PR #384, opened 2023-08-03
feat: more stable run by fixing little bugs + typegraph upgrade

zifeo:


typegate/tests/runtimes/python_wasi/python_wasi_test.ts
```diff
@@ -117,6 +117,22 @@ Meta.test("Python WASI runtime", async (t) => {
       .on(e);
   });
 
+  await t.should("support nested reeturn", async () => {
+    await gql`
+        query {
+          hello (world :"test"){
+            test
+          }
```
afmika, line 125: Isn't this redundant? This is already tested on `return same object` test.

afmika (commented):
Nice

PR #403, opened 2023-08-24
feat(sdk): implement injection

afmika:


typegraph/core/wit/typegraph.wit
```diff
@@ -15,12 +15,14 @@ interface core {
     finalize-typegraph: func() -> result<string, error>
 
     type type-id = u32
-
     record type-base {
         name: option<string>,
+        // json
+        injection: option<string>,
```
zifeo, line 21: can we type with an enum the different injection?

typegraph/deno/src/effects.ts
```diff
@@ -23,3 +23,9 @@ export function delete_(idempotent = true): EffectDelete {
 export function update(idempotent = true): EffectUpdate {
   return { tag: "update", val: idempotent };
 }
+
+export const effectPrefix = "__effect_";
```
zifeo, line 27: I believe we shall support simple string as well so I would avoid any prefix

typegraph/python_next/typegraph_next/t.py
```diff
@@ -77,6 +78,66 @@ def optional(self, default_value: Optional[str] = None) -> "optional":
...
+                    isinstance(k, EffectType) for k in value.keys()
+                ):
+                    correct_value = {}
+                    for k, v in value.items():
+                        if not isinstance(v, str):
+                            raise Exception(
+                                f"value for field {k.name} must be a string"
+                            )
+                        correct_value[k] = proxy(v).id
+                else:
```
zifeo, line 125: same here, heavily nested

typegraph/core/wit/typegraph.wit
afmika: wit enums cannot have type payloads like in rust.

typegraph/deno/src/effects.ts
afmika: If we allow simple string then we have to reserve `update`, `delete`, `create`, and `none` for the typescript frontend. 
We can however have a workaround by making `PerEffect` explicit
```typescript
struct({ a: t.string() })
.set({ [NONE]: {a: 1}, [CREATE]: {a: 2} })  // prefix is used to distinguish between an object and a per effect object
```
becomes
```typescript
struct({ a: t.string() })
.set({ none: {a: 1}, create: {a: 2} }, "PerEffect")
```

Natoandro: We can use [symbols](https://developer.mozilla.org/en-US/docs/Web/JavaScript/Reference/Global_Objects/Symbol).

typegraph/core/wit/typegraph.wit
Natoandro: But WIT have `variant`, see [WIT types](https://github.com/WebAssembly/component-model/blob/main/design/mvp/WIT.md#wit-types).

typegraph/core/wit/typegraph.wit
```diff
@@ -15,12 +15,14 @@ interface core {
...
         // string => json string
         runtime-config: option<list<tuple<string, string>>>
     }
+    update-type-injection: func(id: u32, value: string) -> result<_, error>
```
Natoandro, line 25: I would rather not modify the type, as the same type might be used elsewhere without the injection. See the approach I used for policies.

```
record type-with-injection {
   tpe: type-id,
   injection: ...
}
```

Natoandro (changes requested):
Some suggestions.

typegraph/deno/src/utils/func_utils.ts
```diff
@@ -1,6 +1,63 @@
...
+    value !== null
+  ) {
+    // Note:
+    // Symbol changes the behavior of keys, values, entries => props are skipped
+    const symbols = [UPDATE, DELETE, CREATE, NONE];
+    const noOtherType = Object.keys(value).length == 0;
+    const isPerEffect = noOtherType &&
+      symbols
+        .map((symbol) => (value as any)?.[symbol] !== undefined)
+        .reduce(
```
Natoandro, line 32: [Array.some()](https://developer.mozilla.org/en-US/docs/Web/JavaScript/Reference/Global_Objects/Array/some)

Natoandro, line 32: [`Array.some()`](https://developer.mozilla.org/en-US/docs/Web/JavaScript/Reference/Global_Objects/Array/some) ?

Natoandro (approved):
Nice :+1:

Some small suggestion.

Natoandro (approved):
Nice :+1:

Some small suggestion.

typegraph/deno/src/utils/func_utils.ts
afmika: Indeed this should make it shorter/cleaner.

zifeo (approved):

- **AIM OF THE EXERCISE**:
An exact copy of the listing is what's needed here.

- **EXPECTED OUTPUT**:
PR #384, opened 2023-08-03
feat: more stable run by fixing little bugs + typegraph upgrade

zifeo:


typegate/tests/runtimes/python_wasi/python_wasi_test.ts
```diff
@@ -117,6 +117,22 @@ Meta.test("Python WASI runtime", async (t) => {
       .on(e);
   });
 
+  await t.should("support nested reeturn", async () => {
+    await gql`
+        query {
+          hello (world :"test"){
+            test
+          }
```
afmika, line 125: Isn't this redundant? This is already tested on `return same object` test.

afmika (commented):
Nice

PR #403, opened 2023-08-24
feat(sdk): implement injection

afmika:


typegraph/core/wit/typegraph.wit
```diff
@@ -15,12 +15,14 @@ interface core {
     finalize-typegraph: func() -> result<string, error>
 
     type type-id = u32
-
     record type-base {
         name: option<string>,
+        // json
+        injection: option<string>,
```
zifeo, line 21: can we type with an enum the different injection?

typegraph/deno/src/effects.ts
```diff
@@ -23,3 +23,9 @@ export function delete_(idempotent = true): EffectDelete {
 export function update(idempotent = true): EffectUpdate {
   return { tag: "update", val: idempotent };
 }
+
+export const effectPrefix = "__effect_";
```
zifeo, line 27: I believe we shall support simple string as well so I would avoid any prefix

typegraph/python_next/typegraph_next/t.py
```diff
@@ -77,6 +78,66 @@ def optional(self, default_value: Optional[str] = None) -> "optional":
...
+                    isinstance(k, EffectType) for k in value.keys()
+                ):
+                    correct_value = {}
+                    for k, v in value.items():
+                        if not isinstance(v, str):
+                            raise Exception(
+                                f"value for field {k.name} must be a string"
+                            )
+                        correct_value[k] = proxy(v).id
+                else:
```
zifeo, line 125: same here, heavily nested

typegraph/core/wit/typegraph.wit
afmika: wit enums cannot have type payloads like in rust.

typegraph/deno/src/effects.ts
afmika: If we allow simple string then we have to reserve `update`, `delete`, `create`, and `none` for the typescript frontend. 
We can however have a workaround by making `PerEffect` explicit
```typescript
struct({ a: t.string() })
.set({ [NONE]: {a: 1}, [CREATE]: {a: 2} })  // prefix is used to distinguish between an object and a per effect object
```
becomes
```typescript
struct({ a: t.string() })
.set({ none: {a: 1}, create: {a: 2} }, "PerEffect")
```

Natoandro: We can use [symbols](https://developer.mozilla.org/en-US/docs/Web/JavaScript/Reference/Global_Objects/Symbol).

typegraph/core/wit/typegraph.wit
Natoandro: But WIT have `variant`, see [WIT types](https://github.com/WebAssembly/component-model/blob/main/design/mvp/WIT.md#wit-types).

typegraph/core/wit/typegraph.wit
```diff
@@ -15,12 +15,14 @@ interface core {
...
         // string => json string
         runtime-config: option<list<tuple<string, string>>>
     }
+    update-type-injection: func(id: u32, value: string) -> result<_, error>
```
Natoandro, line 25: I would rather not modify the type, as the same type might be used elsewhere without the injection. See the approach I used for policies.

```
record type-with-injection {
   tpe: type-id,
   injection: ...
}
```

Natoandro (changes requested):
Some suggestions.

typegraph/deno/src/utils/func_utils.ts
```diff
@@ -1,6 +1,63 @@
...
+    value !== null
+  ) {
+    // Note:
+    // Symbol changes the behavior of keys, values, entries => props are skipped
+    const symbols = [UPDATE, DELETE, CREATE, NONE];
+    const noOtherType = Object.keys(value).length == 0;
+    const isPerEffect = noOtherType &&
+      symbols
+        .map((symbol) => (value as any)?.[symbol] !== undefined)
+        .reduce(
```
Natoandro, line 32: [Array.some()](https://developer.mozilla.org/en-US/docs/Web/JavaScript/Reference/Global_Objects/Array/some)

Natoandro, line 32: [`Array.some()`](https://developer.mozilla.org/en-US/docs/Web/JavaScript/Reference/Global_Objects/Array/some) ?

Natoandro (approved):
Nice :+1:

Some small suggestion.

Natoandro (approved):
Nice :+1:

Some small suggestion.

typegraph/deno/src/utils/func_utils.ts
afmika: Indeed this should make it shorter/cleaner.

zifeo (approved):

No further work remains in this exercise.